If a function from $\mathbb{R}$ to $\mathbb{R}$ is periodic with any $P\in\mathbb{R}$, is it necessarily constant?

Question

Suppose I've been given a function $f:\mathbb{R}\rightarrow\mathbb{R}$ with the property that for all $x,P\in\mathbb{R}$, $f(x+P)=f(x)$. Does it follow that $f$ is a constant function?

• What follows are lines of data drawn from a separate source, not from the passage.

PR #685, opened 2025-04-29
feat(grpc): Record max streams per connection

julienduchesne:
This will be used to alert if we're approaching the `-server.grpc-max-concurrent-streams` limit 

It uses a b-tree to keep track of the highest number of streams per connection

### DIFF
--- a/middleware/grpc_stats.go
+++ b/middleware/grpc_stats.go
@@ -163,6 +163,6 @@ func (st *StreamTracker) MaxStreams() int {
 	if st.tree.Len() == 0 {
 		return 0
 	}
-	entry := st.tree.Max().(streamEntry)
+	entry := st.tree.Min().(streamEntry)
 	return entry.streamCount
 }
--- a/middleware/grpc_stats.go
+++ b/middleware/grpc_stats.go
@@ -6,17 +6,22 @@ package middleware
 
 import (
 	"context"
+	"sync"
 
+	"github.com/google/btree"
 	"github.com/prometheus/client_golang/prometheus"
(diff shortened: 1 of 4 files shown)


middleware/grpc_stats.go
```diff
@@ -65,10 +84,85 @@ func (g *grpcStatsHandler) HandleRPC(ctx context.Context, rpcStats stats.RPCStat
...
+}
+
+func NewStreamTracker() *StreamTracker {
+	return &StreamTracker{
+		tree:    btree.New(2), // degree 2 is fine for small datasets
+		connMap: make(map[string]streamEntry),
+	}
+}
+
+func (st *StreamTracker) OpenStream(connID string) {
```
pracucci, line 124: Could you quickly benchmark `OpenStream()` and `CloseStream()` to see how long it takes? I just want to make sure we're not introducing a scaling limit with this global lock (which effectively serialise the opening / closing of streams). I think it's pretty quick, so nothing to worry about, but measuring it in a benchmark may be worth it.

pracucci (approved):
Nice!

julienduchesne:
Added tests and benchmarks

goos: darwin
goarch: arm64
cpu: Apple M3 Pro
BenchmarkStreamTracker_OpenStream-11     	  652555	      1790 ns/op	     480 B/op	      20 allocs/op
BenchmarkStreamTracker_CloseStream-11    	30788110	        39.98 ns/op	       0 B/op	       0 allocs/op
PASS
ok  	github.com/grafana/dskit/middleware	3.584s

PR #687, opened 2025-05-02
Add PartitionRingWatcher delegate

jhalterman:
**What this PR does**:

Adds a PartitionRingWatcher delegate so users of that ring can observe state changes.

Fixes #<issue number>

**Checklist**
- [x] Tests updated

### DIFF
--- a/ring/partition_ring_watcher.go
+++ b/ring/partition_ring_watcher.go
@@ -51,8 +51,11 @@ func NewPartitionRingWatcher(name, key string, kv kv.Client, logger log.Logger, 
 	return r
 }
 
-func (w *PartitionRingWatcher) WithDelegate(d PartitionRingWatcherDelegate) *PartitionRingWatcher {
-	w.delegate = d
+// WithDelegate adds the delegate to be called when the partition ring changes.
+//
+// Not concurrency safe.
+func (w *PartitionRingWatcher) WithDelegate(delegate PartitionRingWatcherDelegate) *PartitionRingWatcher {
+	w.delegate = delegate
 	return w
 }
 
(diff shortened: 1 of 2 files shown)


ring/partition_ring_watcher.go
```diff
@@ -81,6 +94,9 @@ func (w *PartitionRingWatcher) updatePartitionRing(desc *PartitionRingDesc) {
 	newRing := NewPartitionRing(*desc)
 
 	w.ringMx.Lock()
+	if w.delegate != nil {
+		w.delegate.OnPartitionRingChanged(&w.ring.desc, desc)
```
56quarters, line 98: Do we need to hold the lock while this runs? Does `newRing := NewPartitionRing(*desc)` make a copy of `desc`?

ring/partition_ring_watcher.go
```diff
@@ -29,6 +30,10 @@ type PartitionRingWatcher struct {
 	numPartitionsGaugeVec *prometheus.GaugeVec
 }
 
+type PartitionRingWatcherDelegate interface {
+	OnPartitionRingChanged(oldRing, newRing *PartitionRingDesc)
```
56quarters, line 34: Can you add some comments here that explain what implementations should or should not do? e.g. don't modify the ring descriptions, must be concurrency safe, etc.

56quarters (approved):
LGTM but I think we might be able to avoid locking.

ring/partition_ring_watcher.go
jhalterman: Moved the callback outside of the lock

PR #689, opened 2025-05-05
Update grpc, maintain health check interface; requries go update

zalegrala:
**What this PR does**:

Here we update the `grpc` version, which requires two changes.  First a Go update to `1.23` and second an interface update to include `List()` method.  The implementation simply wraps the `Check` method.

I invented a key here, which seemed to suit the change, but perhaps "default" could be as well.  I also notice that we have an individual check for all services wrapped in a closure, but perhaps a future change might modify the `List` method to include the status of each of the manager's services.

Dependabot PRs updating dependencies which include newer grpc.  For an example: https://github.com/grafana/tempo/pull/5097

Fixes #<issue number>

**Checklist**
- [x] Tests updated


aknuds1 (commented):
Any idea why tests fail?

zalegrala:
No I'm a little confused why the tests are failing.  They timeout locally, but I don't PR this repo often enough to know what's normal.

zalegrala:
Note that if I run the test individually which are failing in this PR, they pass locally.

aknuds1:
It's not flakiness is it @zalegrala?

zalegrala:
Hmm, possibly yes.  I do get a failure if I run with `-count=100 -failfast`.
```
go test -race -cover ./crypto/tls/test/ -count=100 -failfast -run=".*"
```

aknuds1:
I guess failing tests need some un-flaking then :)

zalegrala:
At least one of the failures looks like `localhost` meaning different TCP networks being resolved between the server and client.  I'm taking a look at what we can do here and trying to not break existing tests in the process.

zalegrala:
I've raised https://github.com/grafana/dskit/pull/691.  Let's see what happens in CI over there.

I've been trying to come up with a counterexample to this claim for a few minutes, but have had no success. Intuitively, it seems like the answer should be yes because fixing an arbitrary $x$ and letting $P$ vary in $\mathbb{R}$ should make the quantity $x+P$ sweep through all possible real numbers, so then the statement $f(x+P)=f(x)$ would boil down to $f(x_0)=f(x)$ (here, $x_0$ is any real number), which I think is only satisfied when $f$ is constant.

I'd appreciate a rigorous proof of the truth or falsity of this claim.

Answer 1

$$f(y)=f(x+(y-x))=f(x)$$ So with $P=y-x$ we obtain thę thesis.

Answer 2

Yes it is constant. $$f(x)=f(0+x)=f(0)$$ for any $x\in\mathbb R$, using $P=x$.